Saved data entries:
PR #1522, opened 2018-09-05
Update 01-profile-resource.markdown

joshuaconcur:
Added scope detail which was missing for Company ID.


joshuaconcur:
Upon onboarding American Airlines we found a discrepancy in our documentation.

PR #1532, opened 2018-09-06
UX Guidelines - adding consumer doc and updating enterprise

brittnwestSAP:
Added the consumer ux guideline doc in markdown. Updated the enterprise doc to align and updated several images.


brittnwestSAP:
Note that these still have references to docs and pdfs that may require migration as well...

PR #1567, opened 2018-09-22
Replace the screen shot: app-center-ux-guidelines-enterprise-account-creation-small.png 

dstaab:
app-center-ux-guidelines-enterprise-account-creation-small


dstaab:
deferring to BWest for this update since I do not have the access to upload the replacement image.

PR #1570, opened 2018-09-22
Delete app-center-ux-guidelines-enterprise-account-creation-small.png

dstaab:


dstaab:
deleting original screen shot that did not have checkboxes for T&Cs and Privacy Policy.  I will upload a new image with the same name as the old.

dstaab:
deferring to BWest for this update since I do not have the access to upload the replacement image.

PR #1590, opened 2018-09-25
Deprecate old hs docs

wojtekkedzior:
Remove initial version of Hotel Service 2 docs and mark all Hotel Service 1 docs as deprecated


charlieconcur:
@wojtekkedzior This change is going to be_really_ hard to review and manage. For some reason the small changes (like adding the `{ %deprecation_alert% }` are showing up as wholesale changes rather than specific line changes -- so it's a sea of red and green.

I'm also not sure we should outright remove version 1 docs if those are tied to a version 1 of the API; If those docs are outdated and we have new (better) docs which replace them, that's cool.

So, let's talk this through and see how we can move forward.

Chances are we will want at least two pull requests to cover this change:

1) Remove files.
2) Edit files.

wojtekkedzior:
Good points Charlie.  I will scrap this PR and come up with two separate ones for removing and editing of the file.  I'll double check why the one line change registers as a full file change.  Thinking it might be the tool i'm using.

PR #1601, opened 2018-09-28
Prerelease blurb

charlieconcur:
This change creates an includes file containing the pre-release text and updates all instances of 'preview' or 'prerelease' or 'beta' to use this includes HTML.


src/_includes/prerelease.html
```diff
@@ -0,0 +1,3 @@
+<div>
+  <p><strong>Warning</strong>: This API is currently in pre-release status and is only available to approved early access partners. The API is under development and might change before being generally released. To become an early access partner, contact your SAP Concur Representative.</p>
```
sarraloew: As discussed, let's change this from Warning to Important.

sarraloew (changes requested):
Just changing Warning to Important.

src/_includes/prerelease.html
charlieconcur: Changed.

PR #1630, opened 2018-10-11
Updated Oct RNs and posted announcement

sarraloew:


src/announcements/index.md
```diff
@@ -3,6 +3,10 @@ title: SAP Concur Developer Center - Announcements
 layout: reference
 ---
 
+2018-10-11 :: **Invoice API Release Notes Published**
```
charlieconcur: Are we sure we want to make it a habit of announcing release notes? Seems like it will drive down the value of these announcements due to noise.

PR #1632, opened 2018-10-12
Remove Partner details from sample requests

KetanShrikhande:


charlieconcur (changes requested):
Small little fix needed.

src/api-reference/locate/userLocations.markdown
```diff
@@ -248,7 +248,7 @@ Authorization: Bearer {token}
           "locationId": 2,
           "locationName": "Seville Spain",
           "timezoneId": "",
-          "startDate": "2019-08-23T12:00:00",
+          "startDtDate": "2019-08-23T12:00:00",
```
charlieconcur: This doesn't appear to be the right key name, according to the schema.

charlieconcur (changes requested):
Need to fix the key name issue.

PR #2072, opened 2019-09-05
EXP-29565: Remove the Cost Object query string parameter from the API documentation

rajatkasliwal:
* Removed cost object query string from the API reference section of the developer.concur.com site

* Removed cost object query string from the API explorer section of the developer.concur.com site


jonikamelcher:
:shipit:

PR #2078, opened 2019-09-09
Updating Logo Usage Guidelines

LaurelC3:
Updated logo usage section for clarity as the Approved checkmark did not accurately represent that the logos may only be used in specific cases and with prior approval.


RoAnnC1:
:shipit:

PR #2085, opened 2019-09-11
Updated Logo Guidelines Section Formatting

LaurelC3:
Removed the checkmarks and some text for a cleaner look.


RoAnnC1 (changes requested):
Laurel,
Now that there's no checkmark can we update so the text isn't centered in the first column? It looks odd and is harder to read that way.

LaurelC3:
Yes – absolutely. Feel free to re-format however looks cleanest!

RoAnnC1:
I don't have permission to change your pull request. All you need to do is remove the colon from this line. That's what makes the text centered.
:---:|---

Instead it should be
---|---

LaurelC3:
I'll create a new pull request with correct formatting to remove centered text.

PR #2086, opened 2019-09-12
Update PolicyID Description

HNozakiC:
User's default expense policy is being used when creating a new expense report


sarraloew:
:shipit:

PR #2108, opened 2019-09-30
Update v3.vendor.markdown

shinyay-jptc:
IsLineItemVatIncld is not listed in Vendor Schema of API Reference Page. In the swagger, we can see it.


sarraloew:
:shipit:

WHAT YOU SHOULD DO -> Print every line of the records exactly. Omit nothing.

RESPONSE ->
PR #1522, opened 2018-09-05
Update 01-profile-resource.markdown

joshuaconcur:
Added scope detail which was missing for Company ID.


joshuaconcur:
Upon onboarding American Airlines we found a discrepancy in our documentation.

PR #1532, opened 2018-09-06
UX Guidelines - adding consumer doc and updating enterprise

brittnwestSAP:
Added the consumer ux guideline doc in markdown. Updated the enterprise doc to align and updated several images.


brittnwestSAP:
Note that these still have references to docs and pdfs that may require migration as well...

PR #1567, opened 2018-09-22
Replace the screen shot: app-center-ux-guidelines-enterprise-account-creation-small.png 

dstaab:
app-center-ux-guidelines-enterprise-account-creation-small


dstaab:
deferring to BWest for this update since I do not have the access to upload the replacement image.

PR #1570, opened 2018-09-22
Delete app-center-ux-guidelines-enterprise-account-creation-small.png

dstaab:


dstaab:
deleting original screen shot that did not have checkboxes for T&Cs and Privacy Policy.  I will upload a new image with the same name as the old.

dstaab:
deferring to BWest for this update since I do not have the access to upload the replacement image.

PR #1590, opened 2018-09-25
Deprecate old hs docs

wojtekkedzior:
Remove initial version of Hotel Service 2 docs and mark all Hotel Service 1 docs as deprecated


charlieconcur:
@wojtekkedzior This change is going to be_really_ hard to review and manage. For some reason the small changes (like adding the `{ %deprecation_alert% }` are showing up as wholesale changes rather than specific line changes -- so it's a sea of red and green.

I'm also not sure we should outright remove version 1 docs if those are tied to a version 1 of the API; If those docs are outdated and we have new (better) docs which replace them, that's cool.

So, let's talk this through and see how we can move forward.

Chances are we will want at least two pull requests to cover this change:

1) Remove files.
2) Edit files.

wojtekkedzior:
Good points Charlie.  I will scrap this PR and come up with two separate ones for removing and editing of the file.  I'll double check why the one line change registers as a full file change.  Thinking it might be the tool i'm using.

PR #1601, opened 2018-09-28
Prerelease blurb

charlieconcur:
This change creates an includes file containing the pre-release text and updates all instances of 'preview' or 'prerelease' or 'beta' to use this includes HTML.


src/_includes/prerelease.html
```diff
@@ -0,0 +1,3 @@
+<div>
+  <p><strong>Warning</strong>: This API is currently in pre-release status and is only available to approved early access partners. The API is under development and might change before being generally released. To become an early access partner, contact your SAP Concur Representative.</p>
```
sarraloew: As discussed, let's change this from Warning to Important.

sarraloew (changes requested):
Just changing Warning to Important.

src/_includes/prerelease.html
charlieconcur: Changed.

PR #1630, opened 2018-10-11
Updated Oct RNs and posted announcement

sarraloew:


src/announcements/index.md
```diff
@@ -3,6 +3,10 @@ title: SAP Concur Developer Center - Announcements
 layout: reference
 ---
 
+2018-10-11 :: **Invoice API Release Notes Published**
```
charlieconcur: Are we sure we want to make it a habit of announcing release notes? Seems like it will drive down the value of these announcements due to noise.

PR #1632, opened 2018-10-12
Remove Partner details from sample requests

KetanShrikhande:


charlieconcur (changes requested):
Small little fix needed.

src/api-reference/locate/userLocations.markdown
```diff
@@ -248,7 +248,7 @@ Authorization: Bearer {token}
           "locationId": 2,
           "locationName": "Seville Spain",
           "timezoneId": "",
-          "startDate": "2019-08-23T12:00:00",
+          "startDtDate": "2019-08-23T12:00:00",
```
charlieconcur: This doesn't appear to be the right key name, according to the schema.

charlieconcur (changes requested):
Need to fix the key name issue.

PR #2072, opened 2019-09-05
EXP-29565: Remove the Cost Object query string parameter from the API documentation

rajatkasliwal:
* Removed cost object query string from the API reference section of the developer.concur.com site

* Removed cost object query string from the API explorer section of the developer.concur.com site


jonikamelcher:
:shipit:

PR #2078, opened 2019-09-09
Updating Logo Usage Guidelines

LaurelC3:
Updated logo usage section for clarity as the Approved checkmark did not accurately represent that the logos may only be used in specific cases and with prior approval.


RoAnnC1:
:shipit:

PR #2085, opened 2019-09-11
Updated Logo Guidelines Section Formatting

LaurelC3:
Removed the checkmarks and some text for a cleaner look.


RoAnnC1 (changes requested):
Laurel,
Now that there's no checkmark can we update so the text isn't centered in the first column? It looks odd and is harder to read that way.

LaurelC3:
Yes – absolutely. Feel free to re-format however looks cleanest!

RoAnnC1:
I don't have permission to change your pull request. All you need to do is remove the colon from this line. That's what makes the text centered.
:---:|---

Instead it should be
---|---

LaurelC3:
I'll create a new pull request with correct formatting to remove centered text.

PR #2086, opened 2019-09-12
Update PolicyID Description

HNozakiC:
User's default expense policy is being used when creating a new expense report


sarraloew:
:shipit:

PR #2108, opened 2019-09-30
Update v3.vendor.markdown

shinyay-jptc:
IsLineItemVatIncld is not listed in Vendor Schema of API Reference Page. In the swagger, we can see it.


sarraloew:
:shipit:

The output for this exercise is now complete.